Problem to solve: Set down each line of the listing exactly as it reads.

━━━━━ Input data

Issue #1566, opened 2017-09-23
osu!wiki - add markup for id attributes in headers


MegaApplePi:
Is it possible to add markup for `id` attributes to the headers? This will allow us to consistently section link to any locale of an article.
The syntax looks like this: `## Easy {#ez}`

Other attributes like classes would be ignored.

ref: <https://michelf.ca/projects/php-markdown/extra/#spe-attr>

PR #6934, opened 2020-12-04
Support beatmapset rule violation message

notbakaneko:
Renders a different message and link to the wiki if `download_disabled_url` is set to `rule_violation`

### DIFF
--- a/resources/assets/coffee/react/beatmapset-page/header.coffee
+++ b/resources/assets/coffee/react/beatmapset-page/header.coffee
@@ -190,27 +190,28 @@ export class Header extends React.Component
 
 
   renderAvailabilityInfo: =>
-    if currentUser.id? && @hasAvailabilityInfo()
-      href = if @props.beatmapset.availability.more_information == 'rule_violation'
-               "#{route('wiki.show', locale: currentLocale, path: 'Rules')}#beatmap-submission-rules"
-             else
-               @props.beatmapset.availability.more_information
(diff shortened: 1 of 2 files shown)


resources/assets/coffee/react/beatmapset-page/header.coffee
```diff
@@ -201,6 +189,30 @@ export class Header extends React.Component
             timeElapsed: @props.timeElapsed
 
 
+  renderAvailabilityInfo: =>
+    if currentUser.id? && @hasAvailabilityInfo()
```
nanaya, line 193: inverse condition and return instead for less indented stuff

resources/assets/coffee/react/beatmapset-page/header.coffee
```diff
@@ -201,6 +189,30 @@ export class Header extends React.Component
...
+      href = if @props.beatmapset.availability.more_information == 'rule_violation'
+               "#{route('wiki.show', locale: currentLocale, path: 'Rules')}#beatmap-submission-rules"
```
nanaya, line 195: not quite fixable but the hash only works for english locale until #1566 is fixed :pensive:

nanaya (changes requested):

resources/assets/coffee/react/beatmapset-page/header.coffee
notbakaneko: commonmark still doesn't support named anchors :|

nanaya (approved):

PR #6950, opened 2020-12-07
Fix country name formatting for the State of Palestine

### LINKED ISSUE #6742: Country naming for State of Palestine should be fixed
According to the [International Organisation for Standardization](https://www.iso.org/obp/ui/#iso:code:3166:PS) country name is defined as `Palestine, State of` while the osu! website states `Palestinian Territory Occupied` which goes against the ISO 3166 formatting. This needs to be fixed accordingly.

zeusminus:
closes #6742

Fixes ISO-3166 naming for the State of Palestine. This is also my first PR in this repository, so let me know if I edited the wrong file or if there are other files that need to be addressed regarding this fix.


peppy:
This seems fine, but will also need to be updated in the database to actually change the display on the site itself. I'll attend to that part.

peppy (approved):

peppy:
We inserted credits into travis but travis no provide.

PR #7272, opened 2021-03-02
Remove skype

### LINKED ISSUE #7259: Remove skype from user profiles
Not needed in this day and age.

tzx:
Resolves #7259

I removed some of the translation stuff, but I'm not sure if that's okay. I don't know anything about laravel.


peppy:
I believe you should only have to remove the localisation string for english; the rest will automatically be removed on next crowdin sync.

tzx:
> I believe you should only have to remove the localisation string for english; the rest will automatically be removed on next crowdin sync.

I see. I shouldn't need to add them back right?

peppy:
Probably fine.

notbakaneko (changes requested):
These should be removed as well:
https://github.com/ppy/osu-web/blob/b9bbb4b/app/Http/Controllers/AccountController.php#L128
https://github.com/ppy/osu-web/blob/b9bbb4b/app/Models/User.php#L217
https://github.com/ppy/osu-web/blame/b9bbb4b/resources/docs/source/includes/_structures/user.md#L45
https://github.com/ppy/osu-web/blame/b9bbb4b/resources/docs/source/includes/_structures/user.md#L183

tzx:
There are still instances of `user_msnm` in the `@property` of some Models. Are the models' data just pulled from a database, meaning I shouldn't remove these right?

There's also the `user_msnm` localization in other languages but I removed it for english, so I believe they should be removed for others automatically.

notbakaneko:
> There are still instances of user_msnm in the @property of some Models
Those are fine to leave in for now

notbakaneko (approved):

Issue #6805, opened 2020-10-23
Remove web chat update polling


notbakaneko:
Chat message and channel updates currently happen by polling `/chat/updates`; the overhead on this is fairly high even if there are no updates. These should be pushed over via the websocket server instead.

peppy:
This is mostly resolved now? @notbakaneko

notbakaneko:
Update polling has been removed #8121

Handling silences and restrictions over websockets should probably have its own issue.

PR #7281, opened 2021-03-04
Add show chat channel to API

notbakaneko:
This is going to be needed as we move towards removing chat presence polling (#6805).
Although, final response isn't finalized yet. 
Also, nothing in `presence` is going to be updated to use any of the new stuff.


resources/docs/source/includes/_structures/chat_channel_show.md
```diff
@@ -0,0 +1,53 @@
+## ChatChannelShow
```
nanaya, line 1: is it going to be used anywhere else? Seems rather weird separating it from the route itself

nanaya (changes requested):

nanaya (approved):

━━━━━━━━━━

Task answer:
Issue #1566, opened 2017-09-23
osu!wiki - add markup for id attributes in headers


MegaApplePi:
Is it possible to add markup for `id` attributes to the headers? This will allow us to consistently section link to any locale of an article.
The syntax looks like this: `## Easy {#ez}`

Other attributes like classes would be ignored.

ref: <https://michelf.ca/projects/php-markdown/extra/#spe-attr>

PR #6934, opened 2020-12-04
Support beatmapset rule violation message

notbakaneko:
Renders a different message and link to the wiki if `download_disabled_url` is set to `rule_violation`

### DIFF
--- a/resources/assets/coffee/react/beatmapset-page/header.coffee
+++ b/resources/assets/coffee/react/beatmapset-page/header.coffee
@@ -190,27 +190,28 @@ export class Header extends React.Component
 
 
   renderAvailabilityInfo: =>
-    if currentUser.id? && @hasAvailabilityInfo()
-      href = if @props.beatmapset.availability.more_information == 'rule_violation'
-               "#{route('wiki.show', locale: currentLocale, path: 'Rules')}#beatmap-submission-rules"
-             else
-               @props.beatmapset.availability.more_information
(diff shortened: 1 of 2 files shown)


resources/assets/coffee/react/beatmapset-page/header.coffee
```diff
@@ -201,6 +189,30 @@ export class Header extends React.Component
             timeElapsed: @props.timeElapsed
 
 
+  renderAvailabilityInfo: =>
+    if currentUser.id? && @hasAvailabilityInfo()
```
nanaya, line 193: inverse condition and return instead for less indented stuff

resources/assets/coffee/react/beatmapset-page/header.coffee
```diff
@@ -201,6 +189,30 @@ export class Header extends React.Component
...
+      href = if @props.beatmapset.availability.more_information == 'rule_violation'
+               "#{route('wiki.show', locale: currentLocale, path: 'Rules')}#beatmap-submission-rules"
```
nanaya, line 195: not quite fixable but the hash only works for english locale until #1566 is fixed :pensive:

nanaya (changes requested):

resources/assets/coffee/react/beatmapset-page/header.coffee
notbakaneko: commonmark still doesn't support named anchors :|

nanaya (approved):

PR #6950, opened 2020-12-07
Fix country name formatting for the State of Palestine

### LINKED ISSUE #6742: Country naming for State of Palestine should be fixed
According to the [International Organisation for Standardization](https://www.iso.org/obp/ui/#iso:code:3166:PS) country name is defined as `Palestine, State of` while the osu! website states `Palestinian Territory Occupied` which goes against the ISO 3166 formatting. This needs to be fixed accordingly.

zeusminus:
closes #6742

Fixes ISO-3166 naming for the State of Palestine. This is also my first PR in this repository, so let me know if I edited the wrong file or if there are other files that need to be addressed regarding this fix.


peppy:
This seems fine, but will also need to be updated in the database to actually change the display on the site itself. I'll attend to that part.

peppy (approved):

peppy:
We inserted credits into travis but travis no provide.

PR #7272, opened 2021-03-02
Remove skype

### LINKED ISSUE #7259: Remove skype from user profiles
Not needed in this day and age.

tzx:
Resolves #7259

I removed some of the translation stuff, but I'm not sure if that's okay. I don't know anything about laravel.


peppy:
I believe you should only have to remove the localisation string for english; the rest will automatically be removed on next crowdin sync.

tzx:
> I believe you should only have to remove the localisation string for english; the rest will automatically be removed on next crowdin sync.

I see. I shouldn't need to add them back right?

peppy:
Probably fine.

notbakaneko (changes requested):
These should be removed as well:
https://github.com/ppy/osu-web/blob/b9bbb4b/app/Http/Controllers/AccountController.php#L128
https://github.com/ppy/osu-web/blob/b9bbb4b/app/Models/User.php#L217
https://github.com/ppy/osu-web/blame/b9bbb4b/resources/docs/source/includes/_structures/user.md#L45
https://github.com/ppy/osu-web/blame/b9bbb4b/resources/docs/source/includes/_structures/user.md#L183

tzx:
There are still instances of `user_msnm` in the `@property` of some Models. Are the models' data just pulled from a database, meaning I shouldn't remove these right?

There's also the `user_msnm` localization in other languages but I removed it for english, so I believe they should be removed for others automatically.

notbakaneko:
> There are still instances of user_msnm in the @property of some Models
Those are fine to leave in for now

notbakaneko (approved):

Issue #6805, opened 2020-10-23
Remove web chat update polling


notbakaneko:
Chat message and channel updates currently happen by polling `/chat/updates`; the overhead on this is fairly high even if there are no updates. These should be pushed over via the websocket server instead.

peppy:
This is mostly resolved now? @notbakaneko

notbakaneko:
Update polling has been removed #8121

Handling silences and restrictions over websockets should probably have its own issue.

PR #7281, opened 2021-03-04
Add show chat channel to API

notbakaneko:
This is going to be needed as we move towards removing chat presence polling (#6805).
Although, final response isn't finalized yet. 
Also, nothing in `presence` is going to be updated to use any of the new stuff.


resources/docs/source/includes/_structures/chat_channel_show.md
```diff
@@ -0,0 +1,53 @@
+## ChatChannelShow
```
nanaya, line 1: is it going to be used anywhere else? Seems rather weird separating it from the route itself

nanaya (changes requested):

nanaya (approved):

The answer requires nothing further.